What makes device-bound credentials fundamentally different from passwords?
A password lives in your memory, can be written down, can be transmitted, and can be stolen. A device-bound credential lives in a hardware enclave on a specific device, never enters general purpose memory, and physically cannot be copied or extracted. It can only be used on the device it was created on, authenticated with a local biometric or PIN as a second factor. The mobile payments industry has been running this architecture at global scale for a decade - Apple Pay and tap credit cards use the same model. The key insight: credential movement is what makes 80% of security incidents possible. Eliminate movement, eliminate the attack surface.
How should founders think about giving their AI agents identity?

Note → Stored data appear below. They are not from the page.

PR #1546, opened 2025-05-30
add a math constants block

riknoll:
fixes https://github.com/microsoft/pxt-microbit/issues/4276

adds a math constants block with all the usual constants, but most importantly pi

we already have all of the trigonometric functions in the toolbox, and you really need PI for them to be useful. 

image
image

### DIFF
--- a/libs/base/math.ts
+++ b/libs/base/math.ts
@@ -1,12 +1,27 @@
 namespace Math {
-
-    export const E = 2.718281828459045;
-    export const LN2 = 0.6931471805599453;
-    export const LN10 = 2.302585092994046;
-    export const LOG2E = 1.4426950408889634;
-    export const LOG10E = 0.4342944819032518;
+    //% blockIdentity="Math._constant"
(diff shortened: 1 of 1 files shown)


libs/base/math.ts
```diff
@@ -69,13 +84,21 @@ namespace Math {
...
     //% help=math/icos weight=10 advanced=true blockGap=8
     export function icos(theta: number) {
         return isin(theta + 16384);
     }
+
+    //% shim=TD_ID
+    //% block="$MEMBER"
+    //% constantShim
+    //% weight=0
+    export function _constant(MEMBER: number): number {
```
srietkerk, line 99: Does something special happen by using MEMBER? Or is it the `constantShim` that correctly populates all of the constants?

riknoll: yeah, this is me tricking the decompiler into using the right name for the field this generates. i would have added a comment but then it would have shown up in the tooltip for the block

PR #1609, opened 2026-03-22
Add an error message in the problems panel for when the condition is false.

DeveloperTryingToCodeLikeOtherOfThem:
Added an error message in the problems panel so users can immediately see the assertion failure message there, instead of needing to always inspect it in the console log panel every time. The difference is that this function adds a panic code merged in the problems panel.

Behaves similar to the image below.
image


DeveloperTryingToCodeLikeOtherOfThem (commented):
Replaced the explanation in the description.

PR #1614, opened 2026-04-14
Fix simulator restart not stopping all concurrent sound threads

KohanMathers:
Fixes issue #7552 in microsoft/pxt-arcade.

The `onStopAll` callback in the mixer simulator code was only set up when sequencers were created, and it only stopped sequencer-based audio. Direct calls to `music.playInstructions()` bypassed this mechanism and weren't stopped on simulator restart.

### Fix
- Added a `setupOnStopAll()` function that ensures the `onStopAll` callback is registered to call `AudioContextManager.muteAllChannels()` when the simulator stops audio.
- Modified `playInstructions()` and `queuePlayInstructions()` to call `setupOnStopAll()`, ensuring the callback is set up whenever these functions are used.
- Enhanced the `onStopAll` callback to call `muteAllChannels()` in addition to stopping sequencers.

This ensures that all concurrent sound threads are properly stopped when the simulator restarts, resolving the sound stacking issue.

### DIFF
--- a/libs/mixer/sim/music.ts
+++ b/libs/mixer/sim/music.ts
@@ -1,9 +1,11 @@
 namespace pxsim.music {
     export function playInstructions(b: RefBuffer) {
+        setupOnStopAll();
         return AudioContextManager.playInstructionsAsync(b.data)
     }
 
     export function queuePlayInstructions(when: number, b: RefBuffer) {
+        setupOnStopAll();
         AudioContextManager.queuePlayInstructions(when, b)
     }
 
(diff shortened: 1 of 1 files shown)


KohanMathers:
@riknoll This is the fix to the issue in arcade :)

libs/mixer/sim/music.ts
```diff
@@ -30,19 +32,27 @@ namespace pxsim.music {
         sequencer: Sequencer;
     }
 
-    let sequencers: SequencerWithId[];
-    let nextSequencerId = 0;
+    let onStopAllSetup = false;
```
riknoll, line 37: i think you accidentally removed the `sequencers` and `nextSequencerId` declarations here

riknoll (changes requested):

KohanMathers:
@riknoll you're right, oops - fixed in 41fa123

riknoll (approved):

PR #1615, opened 2026-04-17
Add in new and shuffled missing reference docs - pass 1

ganicke:
Adding some docs that were either not written or misplaced in previous library shuffles. These were caught with my c0pilot generated scan utility.


abchatra:
Very cool @ganicke. @riknoll can you review the tilemap help pages? 

I am bit surprised map was missing. That block is widely used for a while.

abchatra (approved):

ganicke:
The 'map' doc has been around but it wasn't included when this lib was put together.

PR #1624, opened 2026-06-14
Check buffer size in __packUnpackCore

samtygier:
Reimplement `packedSize()` so that it does not depend on running `__packUnpackCore()`

The `if (buf)` is no longer needed, because it is only used in the old `packedSize()` path to find the format size.

This helps catch the issue in https://github.com/microsoft/pxt-microbit/issues/6894 by refusing to unpack if the buffer is smaller than described in the format


samtygier:
@microsoft-github-policy-service agree

PR #188, opened 2021-11-01
feat(studio): diagram option to fit the current flow

michaelmass:
## Feature
A new button to fit the current flow into the screen.

Animation


packages/studio-ui/src/web/reducers/ui.ts
```diff
@@ -92,6 +93,12 @@ const reducer = handleActions(
         zoomLevel: state.zoomLevel + 25
       }
     },
+    [zoomToFit]: (state, {}) => {
+      return {
+        ...state,
+        zoomLevel: -1
```
laurentlp, line 99: Can you put this into a reusable constant so we know that this magic number means that the zoom should be adjusted?

laurentlp (commented):
Simple enough! Nice work!!!

I have a small comment otherwise LGTM!

allardy:
Please add translations for the buttons in the translation files, eg `en.json`

laurentlp:
> Please add translations for the buttons in the translation files, eg `en.json`

Right, good catch, I forgot to mention it!

EFF:
@laurentlp @allardy  I fixed your comments

Issue #140, opened 2021-10-18
[BUG] Can't edit image in carousel


Jeremynano:
**Describe the bug**
Can't edit image in carousel

**To Reproduce**

1. Go to "content" -> "carousel -> "i edit my carousel"
2. Click on image of the carousel
3. Nothing happen, can't edit the current image nor change it to fit the second langage i use (FR / AR)

**Expected behavior**
- Make it possible to edit image in carousel
- Make it possible to set different image in carousel based on language 

**Environment (please complete the following information):**

- OS: Windows
- Browser : all browser
- Browser Version all recent version of chrome / edge / mozilla
- Botpress Version  12.26.5

**Additional context**
I'am using AR/FR languages / No errors in console

PR #189, opened 2021-11-02
fix(content): fix carousel image delete button

charlescatta:
Tested, works now.

Caused by onChange handler disallowing an empty value in validation

Fixes https://github.com/botpress/studio/issues/140

### DIFF
--- a/packages/studio-ui/src/web/components/ContentForm/UploadWidget/index.tsx
+++ b/packages/studio-ui/src/web/components/ContentForm/UploadWidget/index.tsx
@@ -39,9 +39,9 @@ const UploadWidget: FC<IUploadWidgetProps> = props => {
     setError(error)
   }
 
-  const onChange = (value: string | null) => {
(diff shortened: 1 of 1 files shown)


packages/studio-ui/src/web/components/ContentForm/UploadWidget/index.tsx
```diff
@@ -39,9 +39,9 @@ const UploadWidget: FC<IUploadWidgetProps> = props => {
     setError(error)
   }
 
-  const onChange = (value: string | null) => {
+  const onChange = (value: string | null, allowEmpty: boolean = false) => {
     const error = validate(value)
```
laurentlp, line 43: PP: It could be simplified like so. I mean you don't need to call validate when allowEmpty is set to true. But since validate is really simple you can keep it like that.

```suggestion
    if (!allowEmpty) {
      const error = validate(value)
    }
    // ...
```

laurentlp (approved):
Simple enough1 Tested and LGTM!

PR #199, opened 2021-11-11
chore(dev): new migration mechanism

allardy:
The migration mechanism is wobbly and unreliable. It relies on versions stored in config files or in the database which sometimes are not in sync, it's complicated to test new migrations. Before implementing this on the main repository, i'm adding it to the studio since there is way less migrations and the process is already a mess, anyway.

When you mount a bot, it will try to run all migrations in a "dry run" state. In that mode, they don't save any changes, but they return a true/false value if they were about to save something.

Then, we can display the migration label and list migrations that needs to be executed in a compact and more concise way, ex:
image

Previously, it would display this:
image

### DIFF
--- a/packages/studio-be/package.json
+++ b/packages/studio-be/package.json
@@ -10,7 +10,7 @@
   },
   "scripts": {
     "start": "cd ./out && cross-env NODE_PATH=./ cross-env BP_MODULES_PATH=B:/bp18/modules node index.js",
-    "build": "yarn clean && yarn tsc",
+    "build": "yarn tsc",
     "clean": "node ./node_modules/rimraf/bin.js ./out",
     "watch": "yarn tsc --watch"
   },
--- a/packages/studio-be/src/core/app/botpress.ts
+++ b/packages/studio-be/src/core/app/botpress.ts
@@ -137,8 +137,7 @@ export class Botpress {
       }`
     )
 
-    const maxConcurrentMount = parseInt(process.env.MAX_CONCURRENT_MOUNT || '5')
-    await Promise.map(botsToMount, botId => this.botService.mountBot(botId), { concurrency: maxConcurrentMount })
+    await Promise.map(botsToMount, botId => this.botService.mountBot(botId))
   }
 
   private async initializeServices() {
--- a/packages/studio-be/src/core/migration/bot-migration-service.ts
+++ b/packages/studio-be/src/core/migration/bot-migration-service.ts
@@ -20,19 +20,10 @@ export class BotMigrationService {
     private bpfs: GhostService
   ) {}
 
-  async executeMissingBotMigrations(botId: string, currentVersion: string, isDown?: boolean) {
-    debug.forBot(botId, 'Checking missing migrations for bot ', { botId, currentVersion, isDown })
+  async executeMissingBotMigrations(botId: string, currentVersion: string) {
+    debug.forBot(botId, 'Checking missing migrations for bot ', { botId, currentVersion })
 
-    if (process.env.TESTMIG_NEW) {
-      const isBotOlder = semver.lt(currentVersion, process.BOTPRESS_VERSION)
-      currentVersion = isBotOlder ? currentVersion : process.BOTPRESS_VERSION
-    }
-
-    const missingMigrations = this.migService.filterMigrations(this.migService.getAllMigrations(), currentVersion, {
-      isDown,
-      target: 'bot'
-    })
-
+    const missingMigrations = await this.getMissingMigrations(botId, this.migService.getAllMigrations())
     if (!missingMigrations.length) {
       return
     }
@@ -43,8 +34,7 @@ export class BotMigrationService {
     }, botId)
 
     try {
-      this.displayMigrationStatus(currentVersion, missingMigrations, this.logger.forBot(botId))
-      await this.executeBotMigrations(botId, missingMigrations)
+      await this.executeBotMigrations(botId, missingMigrations, currentVersion)
     } finally {
       captureLogger.dispose()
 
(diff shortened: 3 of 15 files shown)


packages/studio-be/src/core/app/botpress.ts
```diff
@@ -137,8 +137,7 @@ export class Botpress {
       }`
     )
 
-    const maxConcurrentMount = parseInt(process.env.MAX_CONCURRENT_MOUNT || '5')
-    await Promise.map(botsToMount, botId => this.botService.mountBot(botId), { concurrency: maxConcurrentMount })
+    await Promise.map(botsToMount, botId => this.botService.mountBot(botId))
```
laurentlp, line 140: Why remove the concurrency?

packages/studio-be/src/core/migration/bot-migration-service.ts
```diff
@@ -68,58 +58,66 @@ export class BotMigrationService {
...
+      }
+    })
 
-    logger.warn(chalk`
-${_.repeat(' ', 9)}========================================
-{bold ${centerText(`Migration${migrations.length === 1 ? '' : 's'} Required`, 40, 9)}}
-{dim ${centerText(`Version ${configVersion} => ${this.migService.targetVersion} `, 40, 9)}}
-{dim ${centerText(`${migrations.length} change${migrations.length === 1 ? '' : 's'}`, 40, 9)}}
-${_.repeat(' ', 9)}========================================`)
+    return missing.filter(x => x !== undefined) as MigrationFile[]
```
laurentlp, line 76: PP: Instead of filtering undefined values from the list of missing migrations, you could simply use a for loop and an array of MigrationFile.

packages/studio-be/src/core/migration/bot-migration-service.ts
```diff
@@ -68,58 +58,66 @@ export class BotMigrationService {
...
+    const opts = await this.migService.getMigrationOpts({ botId, botConfig, isDryRun: true })
+
+    const missing = await Promise.mapSeries(migrations, async migration => {
+      try {
+        const result = await this.migService.loadedMigrations[migration.filename].up(opts)
+        if (result.hasChanges) {
+          return migration
+        }
+      } catch (err) {
+        return migration
```
laurentlp, line 72: So if the migration fails, we want to re-run it?

packages/studio-be/src/core/migration/bot-migration-service.ts
```diff
@@ -68,58 +58,66 @@ export class BotMigrationService {
...
+      const label = `${types[info.type]} - ${info.description}`
+
+      try {
+        const result = await this.migService.loadedMigrations[filename].up(opts)
+        debug.forBot(botId, 'Migration step finished', { filename, result })
+
+        if (result.success) {
+          logger.warn(`${chalk.green('[success]')} ${label}`)
+        } else if (result.hasChanges) {
+          logger.error(`${chalk.red('[failure]')} ${label}: ${result.message || ''}`)
```
laurentlp, line 105: `hasChanges` means `failure`?

packages/studio-be/src/core/migration/bot-migration-service.ts
```diff
@@ -68,58 +58,66 @@ export class BotMigrationService {
...
+      hasFailures = true
     })
 
+    logger.warn('')
     if (hasFailures) {
-      return this.logger.error('Could not complete bot migration. It may behave unexpectedly.')
+      return this.logger.error(`[${botId}] Could not complete bot migration. It may behave unexpectedly.`)
     }
 
     await this.configProvider.mergeBotConfig(botId, { version: this.migService.targetVersion })
```
laurentlp, line 121: Here we only update the bot version if a migration failed. Otherwise, we return on line 108.

packages/studio-be/src/core/migration/migration-service.ts
```diff
@@ -159,18 +113,30 @@ export interface MigrationOpts {
   configProvider: ConfigProvider
   database: Database
   inversify: Container
-  metadata: sdk.MigrationMetadata
+  metadata: MigrationMetadata
 }
 
 export type MigrationType = 'database' | 'config' | 'content'
```
laurentlp, line 119: Difference between database, config and content?

packages/studio-be/src/migrations/v12_7_1-1583507028-prune_and_compress_models.ts
```diff
@@ -99,48 +99,44 @@ const migration: Migration = {
...
+    await Promise.mapSeries(botConfig.languages, async lang => {
+      await pruneModels(ghost, lang)
+      const modNames = await listModelsForLang(ghost, lang)
+
+      return Promise.map(modNames, async mod => {
+        try {
+          hasChanges = true
+
+          if (!isDryRun) {
             const model: any = await ghost.readFileAsObject(MODELS_DIR, mod)
```
laurentlp, line 120: The read should also be done in a dry run.

packages/studio-be/src/core/app/botpress.ts
allardy: Because it starts the migration of 5 bots at the same time and every logs gets all messed up, that's the reason why studio migration logs don't make any sense right now. It makes more sense to mount them one after the other. Eventually the goal is to have the studio to work on one bot at a time

packages/studio-be/src/core/migration/bot-migration-service.ts
allardy: I'm not so sure about that, technically at this point we're at the dry run, i'm not sure how it should be handled, do we just exit the whole process ? just skip the migration? keep the bot unmounted?

packages/studio-be/src/core/migration/bot-migration-service.ts
allardy: If the request was not successful AND there were changes that had to be done, then yes it's a failure

packages/studio-be/src/core/migration/bot-migration-service.ts
allardy: Nop, the return of line 108 exits the mapSeries, that was a weird way to avoid adding hasFailures twice, but yeah it's not so clear, i've changed it

packages/studio-be/src/core/migration/migration-service.ts
allardy: Absolutely none, it's just to display the type of change. Also forces us to split our changes in different migrations if we touch separate parts

packages/studio-be/src/migrations/v12_7_1-1583507028-prune_and_compress_models.ts
allardy: It won't change anything but i'll move it to be more concise

packages/studio-be/src/core/migration/bot-migration-service.ts
allardy: I'm not sure to get your suggestion. Basically that loop tests all migrations and if it would make changes, then it adds it to the array. Most of the time that array will be filled with undefined values, I prefer to clear out the values before returning the array

packages/studio-be/src/core/migration/bot-migration-service.ts
laurentlp: Alright, and if there were no changes but some errors, we are okay with it? I think it would be a lot simpler if we only had two kind of results: success or failure.

packages/studio-be/src/core/migration/bot-migration-service.ts
```diff
@@ -68,58 +58,66 @@ export class BotMigrationService {
...
+
+        return
+      } catch (err) {
+        logger.attachError(err).error(`${chalk.red('[failure]')} ${label}`)
       }
+
+      hasFailures = true
     })
 
+    logger.warn('')
```
laurentlp, line 114: Is this voluntary?

packages/studio-be/src/core/migration/migration-service.ts
laurentlp: I understand that I mean when would you put database instead of config or content and same for config vs content?

packages/studio-be/src/core/migration/bot-migration-service.ts
allardy: if there were no changes then there were no errors, actually i'm not even sure we have migrations returning "success: false" (they would fall into the exception handler)

packages/studio-be/src/core/migration/migration-service.ts
allardy: On the studio it should never be "database", but I left it there because it's the same "system" as the main repo

packages/studio-be/src/core/migration/bot-migration-service.ts
allardy: Yep, it adds a new line between migrations, if you had like 10 bots it would have been all cramped up

packages/studio-be/src/core/migration/bot-migration-service.ts
allardy: Changed the behavior. It will display the exception / details and skip that migration. Preventing the mount or exiting the process would be a bit too cumbersome to handle.

And basically, we'll catch those errors in development

packages/studio-be/src/core/migration/bot-migration-service.ts
laurentlp: Maybe add a comment so we don't remove it thinking that it was a mistake?

allardy: I've changed the logic

packages/studio-be/src/migrations/v12_7_1-1583507028-prune_and_compress_models.ts
```diff
@@ -99,48 +99,44 @@ const migration: Migration = {
...
+    botService,
+    ghostService,
+    metadata: { botId, botConfig, isDryRun }
+  }: MigrationOpts): Promise<sdk.MigrationResult> => {
+    let hasChanges = false
+
+    const ghost = ghostService.forBot(botId)
+
+    await Promise.mapSeries(botConfig.languages, async lang => {
+      await pruneModels(ghost, lang)
```
laurentlp, line 112: We should not prune anything when running in dry mode

packages/studio-be/src/core/migration/bot-migration-service.ts
laurentlp: I mean instead of iterating twice on the migration list, you could do it only once. I personally dislike looping over an array to then remove unwanted data afterward. Makes more sense to do it in one shot.

laurentlp:
Also, make sure to run `yarn`, I see changes in the yarn.lock when installing dependencies on this branch!

packages/studio-be/package.json
```diff
@@ -10,7 +10,7 @@
   },
   "scripts": {
     "start": "cd ./out && cross-env NODE_PATH=./ cross-env BP_MODULES_PATH=B:/bp18/modules node index.js",
-    "build": "yarn clean && yarn tsc",
```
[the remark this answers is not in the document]
allardy: It was useful when the structure changed at the beginning, but now it's more a pain in the ass since it will always fail if you already have a botpress instance running with that studio path (then you have to kill the server, run the command again, then start the server

packages/studio-be/src/migrations/v12_5_0-1577776334-text-markdown.ts
```diff
@@ -24,44 +24,37 @@ const migration: Migration = {
...
+    const entFiles = await bpfs.directoryListing(ELEMENTS_DIR, '*.json')
 
-      for (const fileName of entFiles) {
-        try {
-          const contentElements = await bpfs.readFileAsObject<sdk.ContentElement[]>(ELEMENTS_DIR, fileName)
-          contentElements.forEach(element => updateFormData(element))
+    for (const fileName of entFiles) {
+      try {
+        const contentElements = await bpfs.readFileAsObject<sdk.ContentElement[]>(ELEMENTS_DIR, fileName, {
+          noCache: true
```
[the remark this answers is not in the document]
allardy: When we read the file without altering anything, then we don't need the noCache. The problem is when we mutate the content, if we keep it in cache, then the next run (not the dry one) will not see that theres a change to make

packages/studio-be/src/migrations/v12_5_0-1577776334-text-markdown.ts
```diff
@@ -24,44 +24,37 @@ const migration: Migration = {
...
+        // Just double-checking before writing the content back
+        if (checkFile(fileContent, contentElements.length)) {
+          if (!isDryRun) {
             await bpfs.upsertFile(ELEMENTS_DIR, fileName, fileContent, { ignoreLock: true })
           }
-        } catch (err) {
-          console.error(`Error processing file ${fileName} for bot ${botId}`)
         }
+      } catch (err) {
+        console.error(`Error processing file ${fileName} for bot ${botId}`)
```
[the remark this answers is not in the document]
allardy: Maybe just one file is invalid, so that's why it just outputs a log. I'm not sure we want to skip everything if one file doesn't work

packages/studio-be/src/migrations/v12_5_0-1577776334-text-markdown.ts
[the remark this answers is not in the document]
laurentlp: I think we should never mutate the content when in dry mode. Wouldn't that solve the issue instead of having to be aware of the noCache property and its use?

packages/studio-be/src/migrations/v12_5_0-1577776334-text-markdown.ts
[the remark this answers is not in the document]
laurentlp: When we run database migration, we usually stop the migration if there is an issue with a certain query. I think we should keep our migration logic as consistent as possible.

allardy:
> I think that a better mechanism for the migrations would be to return hasChange = true/false when isDry is true. Otherwise, it should only return success true/false. It makes more sense to me.
> 
> Considering that hasChanges is meant to discover migrations that should be run, it is redundant to return this value again when we run the migrations without the dry run flag.

Good point. Previously we used hasChanges to display a custom message, but it was useless and didnt bring any value, i've adjusted it

packages/studio-be/src/migrations/v12_5_0-1577776334-text-markdown.ts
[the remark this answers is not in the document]
laurentlp: Note: We decided that it's a case-by-case situation and it will be the migration's responsibility to either print an error or throw it.

packages/studio-be/src/migrations/v12_10_0-1591119240-migrate_content_in_flow_data_for_ndu_bots.ts
```diff
@@ -63,52 +63,47 @@ const migration: Migration = {
...
 
-    if (metadata.botId) {
-      await updateFlowContent(metadata.botId)
-    } else {
-      const bots = await botService.getBots()
-      for (const botId of Array.from(bots.keys())) {
-        await updateFlowContent(botId)
+        hasChanges = true
+      } catch (err) {
+        logger
```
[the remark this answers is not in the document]
laurentlp: Note: it's up to the migration to decide if it should fail or not.

PR #202, opened 2021-11-11
Head branch of Bugpress

EFF:
Missing a PR, opening
fix(studio): Node Action overwrite flushing data (#174)


laurentlp:
@michaelmass Not sure what's going on but it doesn't seem to work well on my end. I mean the override feature looks fine, but it seems to break the SmartInput. IIRC I tried to make it work in the past but had a similar issue that I couldn't figure out. the SmartInput component would really need a revamp IMHO.



https://user-images.githubusercontent.com/9640576/141513085-1b4f75a7-4c34-4ae8-b19b-5da8feccda1e.mp4

laurentlp (changes requested):
See my comment above

EFF:
Closing, this. not working at all

PR #208, opened 2021-11-24
chore(dx): better build experience

allardy:
The development experience was not nice with the studio and gulp tasks were a spaghetti mess and it was hard to know how to start. I played around with yarn v2 and it was actually working pretty well, so I decided to give it a try. There are no longer `yarn cmd something` commands to run specific stuff. 

Typing `yarn` will resolve dependencies for all packages; typing `yarn build` will actually call the build command in each package, and typing `yarn watch` will start each package's watcher, and they should build correctly based on their dependency graph.

Don't spent time reviewing the "new files" in `scripts/` folder, those are the exact same commands which were in the gulpfile and I just moved them out of the file. Files in the `.yarn` folder are there to provide a seamless experience for v2 (if you have yarn v1, typing "yarn" will just use the minified cli and v2 will be working)

I'd need other persons to give it a try to be sure it work as expected.

image


packages/studio-be/package.json
```diff
@@ -68,18 +68,14 @@
     "yargs": "^17.0.1",
     "yn": "^2.0.0"
   },
-  "resolutions": {
-    "fstream": ">=1.0.12",
-    "lodash": ">=4.17.19"
-  },
```
laurentlp, line 74: Why remove those resolutions?

packages/ui-shared/package.json
```diff
@@ -52,6 +54,7 @@
     "js-cookie": "^2.2.1",
     "moment": "^2.29.1",
     "react-command-palette": "^0.12.0-0",
-    "react-router": "4.3.1"
+    "react-router": "4.3.1",
+    "studio-be": "*"
```
laurentlp, line 58: Maybe we should think of always naming packages @botpress/<package_name>. So that we are consistent across all repos? Also, this helps differentiate NPM dependencies from packages.

scripts/package.js
```diff
@@ -0,0 +1,21 @@
+require('bluebird-global')
```
laurentlp, line 1: PP: Convert this into a Typescript file and call it using ts-node.

scripts/package.js
```diff
@@ -0,0 +1,21 @@
...
+const path = require('path')
+const fse = require('fs-extra')
+const { execute } = require('./utils/exec')
+
+const package = async () => {
+  const version = require(path.join(__dirname, '../package.json')).version.replace(/\./g, '_')
+
+  try {
+    await execute('yarn', { cwd: './packages/studio-be' })
+    await execute('cross-env pkg package.json', undefined, { silent: true })
```
laurentlp, line 11: Just out of curiosity, is there any reason why cross-env is used here?

laurentlp (commented):
I have some small comments but otherwise, I tested it, and looks fine to me!

packages/studio-be/package.json
allardy: Yarn2 use the resolutions on the main package.json, so these are redundant

scripts/package.js
allardy: I plan to do this, i'm just looking for the right setup so we can use the same in the main repository. I'll open another PR when I get this right

scripts/package.js
allardy: Makes the command run on windows and on linux/mac without having to customize paths.
Eventually i'd like to simplify the packaging process even more, but each steps in its time

laurentlp (approved):

laurentlp (approved):

PR #209, opened 2021-11-25
chore(dev): update typescript

allardy:
Updating TS to the same version as the main repo, and fixing catch unknown warnings


laurentlp (approved):
Tested and LGTM!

Every agent that accesses production systems, calls external APIs, or handles user data needs a cryptographic identity that is (a) linked to the human who authorized it, (b) scoped to specific permissions, (c) time-bounded, and (d) sealed in an attestation that survives the agent's termination. Agents are fireflies - they come and go - but the authorization record needs to outlive them. If you cannot reconstruct after the fact who authorized an agent, on what device, with what permissions, you have no meaningful audit trail. That gap will matter the moment something goes wrong.
What is a hardware enclave and why does it matter for founders building AI products?
A hardware enclave is a physically isolated memory region built into modern CPUs - every laptop, phone, and most connected devices ship with one. Keys stored in an enclave are never accessible to the device's operating system or applications. They can be used to sign data but cannot be extracted or copied. CPU manufacturers added enclaves for mobile payments and secure boot; Beyond Identity uses the same hardware to create device-bound credentials for authentication. For AI builders: any agent stack that relies on API tokens stored in environment variables or developer machines is missing this layer. Ceros moves those tokens into secure cloud enclaves with device-bound access controls.
What is the control vs. data separation problem in agent context windows?
Classic computer science separates control (what the system does) from data (what it processes). Compilers, networking stacks, and operating systems all enforce this separation. Current agent architectures tend to mix both in the same context window: the template that tells the agent what to do lives alongside the data it processes, which creates two attack surfaces. First, injected data can masquerade as control instructions - prompt injection. Second, data processed in a long-lived context can leak through subsequent queries. The solution is architectural: enforce separation between the instruction layer and the data layer at the infrastructure level, not just through prompt-level guardrails.
Who are the best customers for Beyond Identity right now?
Companies that already have an identity system of record - Beyond Identity plugs into your existing identity stack rather than replacing it. From a business perspective, the target is any organization that wants to eliminate the 80% of SOC incidents that are identity-related. The CrowdStrike, Mandiant, and Verizon DBIR threat reports all converge on that number. If credential theft, phishing, and session hijacking are in your threat model, the device-bound approach stops them at the architecture level rather than the detection level.